Reactions: Like 1 | Agree 5 | Informative 2


----------



## GraveWolf (Apr 1, 2018)

Possibly not the greatest for a beginner, haha. I had the guess the species from a picture, not realizing that it was what I was going to get.

But I am determined to take good care of it. I might be newer than some to tarantulas, but not to exotics in general. I keep snakes, lizards, geckos, you name it...so I'm used to all kinds of crazy care requirements.


----------



## Venom1080 (Apr 1, 2018)

GraveWolf said:


> Possibly not the greatest for a beginner, haha. I had the guess the species from a picture, not realizing that it was what I was going to get.
> 
> But I am determined to take good care of it. I might be newer than some to tarantulas, but not to exotics in general.

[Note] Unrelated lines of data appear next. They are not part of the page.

PR #75, opened 2017-07-03
Add a script to upgrade resinOS 1.x to 2.x

willnewton:
This script should be able to upgrade a Raspberry Pi or Beaglebone device from resinOS 1.16 or above to a suitable version of resinOS 2.x. It still requires a small tweak to update the supervisor after an upgrade but resinOS 2.0.8 should fix this.


upgrade-1.x-to-2.x.sh
```diff
@@ -0,0 +1,409 @@
...
+esac
+root_dev=${root_part%p2}
+
+# Check if we need to install some more extra tools
+if ! version_gt $VERSION $PREFERRED_HOSTOS_VERSION && ! [ "$VERSION" == $PREFERRED_HOSTOS_VERSION ]; then
+    log "Host OS version $VERSION is less than $PREFERRED_HOSTOS_VERSION, installing tools..."
+    case $BINARY_TYPE in
+	arm)
+	    # Remove symlink to busybox tar
+	    rm /bin/tar
```
agherzan: You can avoid this by using a separate path in PATH. And maybe it would be clearer to keep the binaries in a specific location and just prepend that location in PATH.

upgrade-1.x-to-2.x.sh
```diff
@@ -0,0 +1,409 @@
...
+	    # XXX move these files somewhere else
+	    curl -s -L -o /bin/tar https://github.com/resin-os/resinhup/raw/onetotwo/upgrade-binaries/arm/tar
```
agherzan: I would replace `https://github.com/resin-os/resinhup/raw/onetotwo/upgrade-binaries` by a variable so when we move them we can make the change easier.

upgrade-1.x-to-2.x.sh
```diff
@@ -0,0 +1,410 @@
...
+	arm)
+	    download_uri=https://github.com/resin-os/resinhup/raw/onetotwo/upgrade-binaries/$BINARY_TYPE
+	    curl -s -L -o $tools_path/tar $download_uri/tar
+	    chmod 755 $tools_path/tar
+	    curl -s -L -o $tools_path/e2label $download_uri/e2label
+	    chmod 755 $tools_path/e2label
+	    curl -s -L -o $tools_path/mkfs.ext4 $download_uri/mkfs.ext4
+	    chmod 755 $tools_path/mkfs.ext4
+	    curl -s -L -o $tools_path/resize2fs $download_uri/resize2fs
+	    chmod 755 $tools_path/resize2fs
```
imrehg: Would it be better if this was an array of the tool names, and a loop over those array items with curl + chmod? It would be less duplication and more readable, imho.

upgrade-1.x-to-2.x.sh
```diff
@@ -0,0 +1,410 @@
...
+(cd /mnt/data; tar -zcf /tmp/backup/resin-data.tar.gz resin-data)
+
+# Unmount p6
+log "Unmounting filesystems..."
+umount /mnt/data
+umount /var/lib/docker
+umount /resin-data
+
+# Save conf contents to /boot
+# XXX
```
imrehg: What does this `XXX` mean here?

upgrade-1.x-to-2.x.sh
```diff
@@ -0,0 +1,410 @@
...
+cp -av /tmp/resin-boot/* /mnt/boot/
+
+# Remove OS image
+rm ${FSARCHIVE}
+
+# Switch root partition
+log "Switching root partition..."
+case $SLUG in
+    beaglebone*)
+	echo 'resin_root_part=3' >/mnt/boot/resinOS_uEnv.txt
```
imrehg: The contents of `resinOS_uEnv.txt` is always this one line? Would it be safer to replace (sed) when that line exists, and only add (with append) if that parameter does not exists? Thinking about any chance that this might lose any data.

upgrade-1.x-to-2.x.sh
```diff
@@ -0,0 +1,410 @@
...
+	rm /mnt/boot/uEnv.txt
```
imrehg: Just for info, why is this file removed here?

upgrade-binaries/README.md
```diff
@@ -0,0 +1,12 @@
+# Static binaries for 1.x to 2.x upgrades
+
+Some additional tools are required for upgrading a 1.x resinOS prior to 1.27 to 2.x. These are:
+
+ * e2label
+ * mkfs.ext4
+ * resize2fs
+ * tar
+
+These binaries have been built with buildroot, which makes static builds much easier than Yocto.
```
imrehg: Can you also share the buildroot config that were used to build these binaries?

upgrade-1.x-to-2.x.sh
```diff
@@ -0,0 +1,410 @@
...
+
+# Unmount rootB partition
+umount /tmp/rootB
+
+# Extract boot partition, exclude boot_whitelist files
+echo resin-boot/cmdline.txt >/tmp/boot-exclude
+echo resin-boot/config.txt >>/tmp/boot-exclude
+echo resin-boot/splash/resin-logo.png >>/tmp/boot-exclude
+echo resin-boot/uEnv.txt >>/tmp/boot-exclude
+echo resin-boot/EFI/BOOT/grub.cfg >>/tmp/boot-exclude
```
imrehg: Is it for further extension of this script to other device types, or is `resin-boot/EFI/BOOT/grub.cfg` used now on any of the supported devices?

upgrade-1.x-to-2.x.sh
```diff
@@ -0,0 +1,410 @@
...
+
+# Export container
+docker export ${CONTAINER} | gzip > ${BACKUPARCHIVE}
+
+# Remove container
+docker rm ${CONTAINER}
+
+# Copy resin-data to backup partition before we wipe data
+cp /mnt/data/resin-data.tar.gz /tmp/backup/
+
```
imrehg: These steps above take quite a bit of time, and very little shown in the log. It would be good, if there was some logged info so one knows where things are. It feels like that those comments could actually be debug log items (similar to existing resinhup scripts), so they inform both when reading and when running the script. The current one sometimes hard to tell what line/step it actually is on.

upgrade-1.x-to-2.x.sh
```diff
@@ -0,0 +1,410 @@
...
+	    curl -s -L -o $tools_path/resize2fs $download_uri/resize2fs
+	    chmod 755 $tools_path/resize2fs
+	    ;;
+	*)
+	    log ERROR "Binary type $BINARY_TYPE not supported."
+	    ;;
+    esac
+fi
+
+# Stop docker containers, /var/lib/docker and /resin-data on p6
```
imrehg: It's not exactly what happens in the next step, what the comments here say, isn't it?

upgrade-1.x-to-2.x.sh
```diff
@@ -0,0 +1,410 @@
...
+# Unmount backup
+umount /tmp/backup
+
+parted -s $root_dev rm 3
+
+# Resize partition 2 to 327MB
+parted -s $root_dev resizepart 2 373.1
+
+# Create second root partition
+parted -s $root_dev mkpart primary ext4 373 700
```
agherzan: use MiB to make sure we match the images creates by yocto.

upgrade-1.x-to-2.x.sh
agherzan: We should only remove the root partition variable definition if available and maybe mmc dev too (I can't remember exactly what was there before). But there can be things like fdtfile or similar which we don't want to remove as they can be added by the users for various reasons.

upgrade-1.x-to-2.x.sh
```diff
@@ -0,0 +1,410 @@
...
+# Copy backup of resin-data
+cp /tmp/backup/resin-data.tar.gz /mnt/data
+
+# Unmount backup
+umount /tmp/backup
+
+parted -s $root_dev rm 3
+
+# Resize partition 2 to 327MB
+parted -s $root_dev resizepart 2 373.1
```
imrehg: Can have some comment/calculation here, how the value 373.1 correspond to that resize that the comment above mentions?

upgrade-1.x-to-2.x.sh
willnewton: It means not implemented. I though this was something that might need doing but I don't really have any further information on it.

upgrade-1.x-to-2.x.sh
willnewton: It's not currently supported. The list is taken from the resinhup config.

upgrade-1.x-to-2.x.sh
willnewton: The file only exists on 2.x AFAIK

agherzan: Correct, it's only in 2.X.

upgrade-1.x-to-2.x.sh
willnewton: Good idea, will do

upgrade-1.x-to-2.x.sh
willnewton: Fixed

upgrade-1.x-to-2.x.sh
willnewton: Fixed

upgrade-1.x-to-2.x.sh
willnewton: I have added a bunch more logging so hopefully it should be a bit clearer now

upgrade-1.x-to-2.x.sh
willnewton: As suggested by Andrei below I've switched this to use sed instead

upgrade-binaries/README.md
willnewton: The key points are:

```
BR2_STATIC_LIBS=y
# BR2_SHARED_LIBS is not set
BR2_TOOLCHAIN=y
BR2_TOOLCHAIN_USES_MUSL=y
BR2_TOOLCHAIN_BUILDROOT=y

BR2_PACKAGE_E2FSPROGS=y
BR2_PACKAGE_E2FSPROGS_E2LABEL=y
BR2_PACKAGE_E2FSPROGS_MKE2FS=y
BR2_PACKAGE_E2FSPROGS_RESIZE2FS=y

BR2_PACKAGE_TAR=y
```

[static-config.txt](https://github.com/resin-os/resinhup/files/1139554/static-config.txt)

upgrade-1.x-to-2.x.sh
willnewton: Fixed

upgrade-1.x-to-2.x.sh
willnewton: I've switched to using sed instead

willnewton:
@agherzan @imrehg the most recent version should take into account your review comments, thanks!

upgrade-1.x-to-2.x.sh
```diff
@@ -0,0 +1,422 @@
...
+parted -s $root_dev rm 4
+
+# Create extended partition
+parted -s $root_dev mkpart extended 700MiB 100%
+
+# Create state partition
+parted -s $root_dev mkpart logical ext4 704MiB 724MiB
+
+# Create data partition (using type btrfs corrupts partition table)
+parted -s $root_dev mkpart logical ext4 730MiB 100%
```
agherzan: Should this be starting at 728?

imrehg:
@willnewton running the script I run into an error:

```
[000000027][LOG]Creating new partition table stage 2...
[000000027][LOG]Creating new root filesystems...
resize2fs 1.43.4 (31-Jan-2017)
Filesystem at /dev/mmcblk0p2 is mounted on /; on-line resizing required
old_desc_blocks = 1, new_desc_blocks = 2
resize2fs: Permission denied to resize filesystem
```

willnewton:
@imrehg do you have steps to reproduce?

imrehg:
@willnewton what I did was that I had a 1.26 system that was HUP'd to that version. 

On my retry I couldn't reproduce it, so it's some kind of transient issue?. Basically I did:
```
root@raspberrypi3:~# cd /tmp/
root@raspberrypi3:/tmp# wget https://raw.githubusercontent.com/resin-os/resinhup/8ef1187d2da59c3a66c61979568a7143adf4b075/upgrade-1.x-to-2.x.sh
root@raspberrypi3:/tmp# bash upgrade-1.x-to-2.x.sh
...
```
.... so I guess I keep an eye out?

willnewton:
@imrehg my guess is something had a file open writeable on the rootfs. I try and shut everything down that might do that but its possible I missed something.

upgrade-binaries/README.md
imrehg: Trying to reproduce this, but the latest git from Buildroot does not have for example `BR2_PACKAGE_E2FSPROGS_E2LABEL` config option, and trying `2017.05` (as the config suggest) the config needs adjustments (make menuconfig and then save) to be able to build even, without extra configuration. Checking it more, this is some report of what I've tried.

Regarding the config, I think it would be great of there was a minimal defconfig version, that can be copied into buildroot's `configs`, and made with `make resinhup_static_defconfig && make` or something like that, this would make it reproducible, imho. Not a big deal, but bothering a bit :)

willnewton:
@agherzan i have rebased with changes to make the partition table identical between an upgraded device and a freshly installed 2.x.

upgrade-binaries/README.md
willnewton: The git revision I used was 1a83dda003cc25999589ec392c0b6c81afe7528d

upgrade-1.x-to-2.x.sh
```diff
@@ -0,0 +1,437 @@
...
+mount ${root_dev}p3 /tmp/backup
+
+IMAGE=resin/resinos:${TARGET_VERSION}-${DEVICE}
+CONTAINER=export-${TARGET_VERSION}
+BACKUPARCHIVE=/tmp/backup/newos.tar.gz
+FSARCHIVE=/mnt/data/newos.tar.gz
+
+log "Getting new OS image..."
+# Create container for new version
+docker create --name ${CONTAINER} ${IMAGE} echo export
```
petrosagg: this command will return the container id. You can use `CONTAINER=$(docker create ${IMAGE} echo export)` to avoid name conflicts

upgrade-1.x-to-2.x.sh
```diff
@@ -0,0 +1,437 @@
...
+cp /tmp/backup/resin-data.tar.gz /mnt/data
+
+# Unmount backup
+umount /tmp/backup
+
+log "Creating new partition table stage 2..."
+parted -s $root_dev rm 3
+
+# Resize partition 2 to desired size
+# This uses sectors instead of MiB due to a bug in parted. Assumes 512b sectors
```
willnewton: It's the same bug as the one reported here: https://debbugs.gnu.org/cgi/bugreport.cgi/cgi-bin/bugreport.cgi?bug=23511

Upstream parted doesn't seem to be very actively maintained but I submitted a patch anyway.

willnewton:
@petrosagg I've rebased and hopefully taken into account all your suggestions, thanks!

imrehg:
@willnewton I'm guessing the supervisor update after this update has to be done manually when the device rebooted? Or do you think it would it be possible to set up `supervisor.conf` such that on the reboot the device would bring itself up with the new supervisor (instead of manual update)? Thinking similar to https://github.com/resin-os/meta-resin/pull/761 a bit, sans the pull, obviously, something like this, after the rest of the update being successful:

* check the target supervisor version for the release that we are updating to
* set that in the API
* update `supervisor.conf` on the new partition in the correct format (not sure what would that be on 2.x at the moment, too deep in 1.x currently...)

Then on reboot when there's no supervisor there, it will pull the new one automatically (right? this above steps are enough for that to happen?), and the device won't ever run with the new hostOS and old super, but also no need for manually updating the version.

What do you think?
(also cc @agherzan for feedback)

willnewton:
@imrehg from 2.0.8 onwards the update should pull the currently configured supervisor so it would be possible to modify supervisor.conf to pick a new version and update at the same time if we want to.

willnewton:
@agherzan @imrehg are you ok with merging this PR?

agherzan:
Merged. Thanks @willnewton .

PR #1046, opened 2024-04-20
assign Minnesota counties correct shields

### LINKED ISSUE #1043: Identify all counties of Minnesota whose shields don't distinguish CSAH and CR
Tail work from #1041.

All Minnesota counties have a distinction between County State Aid Highways (CSAH; tagged `network=US:MN:<county>:CSAH`) and County Roads (CR; tagged `network=US:MN:<county>:CR`). Typically, CSAHs have blue pentagonal shields and CRs have white square shields. But some counties opt to sign CSAHs and CRs the same, using one of these two designs.

We need to compile a list of counties in Minnesota that have chosen to use solely one shield, and which one. Likewise, if any counties deviate from the typical Minnesota county shield design (e.g. yellow text instead of white), this should be documented as well.

cc @the-spui-ninja

claysmalley:
Fixes #1043 

Also adds support for `network=US:MN:Intercounty`.


ZeLonewolf (approved):
Code looks good by me.  I panned around and did see a few outliers that probably need tagging updates across the state, e.g. [this one](https://www.openstreetmap.org/relation/4446442).

PR #1049, opened 2024-04-24
Add Halifax bridge shields

quincylvania:
Followup from #912. Halifax has these [little signs](https://c8.alamy.com/comp/2R5GM9R/road-signs-for-the-two-halifax-harbour-bridges-in-halifax-nova-scotia-canada-bayers-road-2R5GM9R.jpg) for its two major bridges that match the design of the scenic route signs of the province.

https://www.openstreetmap.org/relation/9240721
https://www.openstreetmap.org/relation/17510849 ~~(waiting to propagate to tiles)~~

Screenshot 2024-04-24 at 10 41 14 AM


quincylvania:
https://www.openstreetmap.org/relation/17510849 is now propagated to the tiles but the shield still isn't showing up. Not sure why.

https://preview.ourmap.us/pr/1049/#map=15.76/44.677366/-63.611834

ZeLonewolf:
image

quincylvania:
This is now ready for review.

Screenshot 2024-04-30 at 10 39 52 PM

claysmalley (approved):
Looks good to me!

It's a bummer we can't just use one icon and recolor it, though.

quincylvania:
> It's a bummer we can't just use one icon and recolor it, though.

Maybe in the future we can achieve this through some sort of composite. Having the icon be separate from the generic white rectangle background.

PR #1057, opened 2024-05-08
Add various missing bannered shields in the US

claysmalley:
This adds support for 6 additional bannered shields in the US with at least one instance on OSM, confirmed by street-level imagery.


ZeLonewolf (approved):
LGTM

PR #1067, opened 2024-05-16
Allow specifying shield networks using a prefix and wildcard

ZeLonewolf:
WIP


ZeLonewolf:
Based on discussion in Slack, this approach, while interesting, likely introduces other undesired side effects, most seriously being the unintended styling of route networks that happen to meet the filter.

PR #1068, opened 2024-05-17
Add shield for Inner Loop, Rochester, NY

claysmalley:
The [Inner Loop](https://en.wikipedia.org/wiki/Inner_Loop_(Rochester)) of Rochester, New York has an idiosyncratic shield: a [Bus Carrell-style](https://www.atlasobscura.com/articles/forest-service-signs-history) white trapezoid with rounded corners, with the black text "INNER LOOP" ([example 1](https://www.bing.com/maps?cp=43.160874%7E-77.612446&lvl=22.0&mo=om.1&pi=34.2&style=x&dir=48.8), [example 2](https://www.bing.com/maps?cp=43.161687%7E-77.611031&lvl=22.0&mo=om.1&pi=1.7&style=x&dir=302.3)).

For the shield, I chose to omit the "INNER" and use just the text "LOOP", as there is no other loop route with similar signage in Rochester (the Outer Loop is instead signed as a sequence of Interstate and State routes). I considered "IL" as well, but I would expect that to be less intuitive.

Untitled

[image](preview.ourmap.us/pr/1068/#map=13.15/43.15587/-77.61005)
[](https://github.com/ZeLonewolf/openstreetmap-americana/assets/1732117/1a4cbf90-626d-4f08-b9c0-f890fc2984f4)[](https://github.com/ZeLonewolf/openstreetmap-americana/assets/1732117/ba4c7b9b-91fa-4ef4-a202-6dcc29fb5abc)[](https://github.com/ZeLonewolf/openstreetmap-americana/assets/1732117/a01db64c-39ff-4745-8412-e1eaa0a05238)[](https://github.com/ZeLonewolf/openstreetmap-americana/assets/1732117/f7c771bf-5c4e-42cb-aae9-e39b2de65d72)[](https://github.com/ZeLonewolf/openstreetmap-americana/assets/1732117/e0e330e6-a239-4cbe-8ea4-9791f69a1b25)[](https://github.com/ZeLonewolf/openstreetmap-americana/assets/1732117/48bad46e-01ae-44cf-b235-0a16742c9fc0)[](https://github.com/ZeLonewolf/openstreetmap-americana/assets/1732117/c6913d55-6ab6-4d00-bd96-7642bf3f0e41)[](https://github.com/ZeLonewolf/openstreetmap-americana/assets/1732117/46d6823c-14ff-4c4d-8375-87ea231038ed)[](https://github.com/ZeLonewolf/openstreetmap-americana/assets/1732117/2a3c174f-4d0f-4e09-b05b-5f6463e8d665)[](https://github.com/ZeLonewolf/openstreetmap-americana/assets/1732117/b37e2d5c-5e19-42b0-946d-00797ae1d11c)[](https://github.com/ZeLonewolf/openstreetmap-americana/assets/1732117/aa080f00-7668-41d4-84fa-37d0f5317069)


jleedev:
I think the orange color is more proper; while it's sometimes in white I see that as akin to the Pennsylvania Turnpike signs sometimes being in white simply to contrast with a green background (when on guide signs vs standalone). It's also careening towards being a historical object so I expect the signage in its current state is pretty much "what you see is what you get".

claysmalley:
> I think the orange color is more proper; while it's sometimes in white I see that as akin to the Pennsylvania Turnpike signs sometimes being in white simply to contrast with a green background (when on guide signs vs standalone).

While it may have been historically signed in orange, I couldn't find any extant examples of this color scheme on street-level imagery. Even the standalone signs are black-and-white, despite the lack of a green background.

ZeLonewolf:
Wondering if it would be a little nicer to vertically center the LOOP text, perhaps with a shallower angle on the sides?

src/js/shield_defs.js
```diff
@@ -3856,6 +3863,9 @@ export function loadShields() {
     },
   };
 
+  shields["US:NY:Inner_Loop"].refsByName = {
+    "Inner Loop": "LOOP",
+  };
```
ZeLonewolf, line 3868: This works, but I wonder now if we should add a function to hard-code the ref based on network for cases like this.

jleedev:
Street View at the (checks notes) Southern terminus, East Main Street.

Sep 2014: Orange https://maps.app.goo.gl/rsUnk4REQr6Mci9b8
Nov 2015: White https://maps.app.goo.gl/V8BgvAg7VWvMLrrZ8

White shield SGTM.

src/js/shield_defs.js
1ec5: There’s only ever going to be one route in the `US:NY:Inner_Loop` network, right? It doesn’t need to be a function; we could add support for setting a static `ref` property in the shield definition and using that instead of `refsByName`.

ZeLonewolf: #1070 adds this support

claysmalley: New functionality integrated in 1b3799d

ZeLonewolf:
Just for kicks, I tried evening out the top and bottom padding for trapezoidDownShield to 3px each instead of 2px/4px:

image

claysmalley:
Padding values adjusted to vertically center the text.

ZeLonewolf (approved):
LGTM!
image

Issue #1062, opened 2024-05-13
Allow re-usable shield definitions


ZeLonewolf:
Chipping away at #889.

We should be able to define a shield definition by name, and then reference that name in other parts of the ShieldJSON.

The current structure is:
```json
{
  "networks": {
    "default": {
      "key": "value"
    },
    "network1": {
      "key": "value"
    },
    "network2": {
      "key": "value"
    }
  }
}
```

A reorganized format which eliminates repetition might look something like this

```json
{
  "defaults": {
    "key": "value"
  },
  "definitions": {
    "white_circle": {
      "mapping": {
        [
          {
            "networks": ["US:NJ", "US:DE"],
          },
          {
            "networks": ["US:NJ:Truck", "US:DE:Truck"],
            "banners": ["TRK"]
          }
        ]
      }
      "key": "value"
    },

  }
}
```
In that form, the "key":"value" represents all the elements of the current definition language that define the color, shape, etc., of the shields.

This inverts the current structure and would necessitate a full re-write or replacement of the shield_defs.js file that currently generates the ShieldJSON.  Suggestions welcome on the best way to structure this.

1ec5:
Even an intermediate refactor would enable the definitions to be reused more broadly. For example, this definition:

https://github.com/ZeLonewolf/openstreetmap-americana/blob/9df8b999d544ab1cfec6f43d4d99bbb42e9efe5b/src/js/shield_defs.js#L169-L175

which calls this function directly:

https://github.com/ZeLonewolf/openstreetmap-americana/blob/9df8b999d544ab1cfec6f43d4d99bbb42e9efe5b/shieldlib/src/shield_helper.d.ts#L50-L57

could be rewritten as:

```js
{
  "CA:MB:Winnipeg": {
    "type": "trapezoidDownShield",
    "sideAngle": 10,
    "fillColor": "white",
    "strokeColor": "black",
    "textColor": "black",
    "radius": 2
  }
}
```

It would be more verbose than what we have now, but it would be easier to validate and transform to various formats, and we could more naturally split it up into multiple files, similar to how name-suggestion-index and id-tagging-schema are structured. However, if we prefer the current format for less redundancy, we could have it generate this JSON instead.

ZeLonewolf:
[...]

PR #1069, opened 2024-05-18
Make dedicated pill shape function

ZeLonewolf:
This PR adds "pill" as a first-class shape that a shield style can specify.  Behind the scenes in the shield library, it still just invoking roundedRectangle, but this allows the shield style definition to not have to do the hack of specifying a pill by declaring a rounded rectangle with a large radius. This removes the hack mentioned in #1062 for taginfo and saves a few bytes of ShieldJSON.

I anticipate doing the same job for circle and homePlate shapes.


shieldlib/src/shield_canvas_draw.ts
```diff
@@ -97,6 +97,16 @@ function ellipse(
   return width;
 }
 
+export function pill(
+  r: ShieldRenderingContext,
+  ctx: CanvasRenderingContext2D,
+  params: ShapeBlankParams,
+  ref?: string
+): number {
+  params.radius = r.shieldSize() / 2;
```
claysmalley, line 106: This doesn't seem to be working right for 200% zoom:

[image](https://preview.ourmap.us/pr/1069/#map=14.2/38.19356/-81.49928)

claysmalley (commented):
> I anticipate doing the same job for circle and homePlate shapes.

How come? Because they have different `prettyShapeName`s?

ZeLonewolf:
> How come? Because they have different `prettyShapeName`s?

I think it's generally useful and more readable in the ShieldJSON to have the shield definition be able to specify common shapes by name, particularly when then can consume defaults (in this case, corner radii). I confess that I don't fully understand @1ec5's vision for shield definition re-usability, but I see value in a slightly richer dictionary of shield shapes being more extendable down the line.

shieldlib/src/shield_canvas_draw.ts
ZeLonewolf: Fixed in dd2192e. I also added a note explaining the logic at that spot in the code.

claysmalley (approved):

I keep snakes, lizards, geckos, you name it...so I'm used to all kinds of crazy care requirements.


Well they're alot simpler than most exotics. Some semi moist sub and maybe a water dish is all they require for humidity. Some good cross ventilation wouldn't hurt either. Here's some photos of some of my Lampropelma set ups. Will work for phormingochilus just fine.


Since you have a sling, something this size would work better.


I'd feed prekilled mealworms or crickets----little smaller than its legspan for crickets- a few times a week. They're generally very shy, so live would take a long time to watch. And I don't like to waste time.


----------



## GraveWolf (Apr 1, 2018)

Thank you very much for your help. They're a bit like the geckos, then.

Keep them a little moist, give them a little head room, and don't expect them to enjoy your presence. Got it. Any special temperatures or is room fine?

I have a week or so to prep since she said they're behind on shipping. I might have to get extra enclosures anyway since I might add to the order since I'm getting free shipping too, but I'm not sure what else I want yet. : ) It's a good weekend for adding to the collection.


----------



## Greasylake (Apr 1, 2018)

GraveWolf said:


> Thank you very much for your help. They're a bit like the geckos, then.
> 
> Keep them a little moist, give them a little head room, and don't expect them to enjoy your presence. Got it. Any special temperatures or is room fine?
> 
> I have a week or so to prep since she said they're behind on shipping. I might have to get extra enclosures anyway since I might add to the order since I'm getting free shipping too, but I'm not sure what else I want yet. : ) It's a good weekend for adding to the collection.


Room temp is fine for just about every tarantula. The only real reason to try to raise the temps would be to make it grow faster.


----------



## Nightstalker47 (Apr 1, 2018)

GraveWolf said:


> Thank you very much for your help. They're a bit like the geckos, then.
> 
> Keep them a little moist, give them a little head room, and don't expect them to enjoy your presence. Got it. Any special temperatures or is room fine?
> 
> I have a week or so to prep since she said they're behind on shipping. I might have to get extra enclosures anyway since I might add to the order since I'm getting free shipping too, but I'm not sure what else I want yet. : ) It's a good weekend for adding to the collection.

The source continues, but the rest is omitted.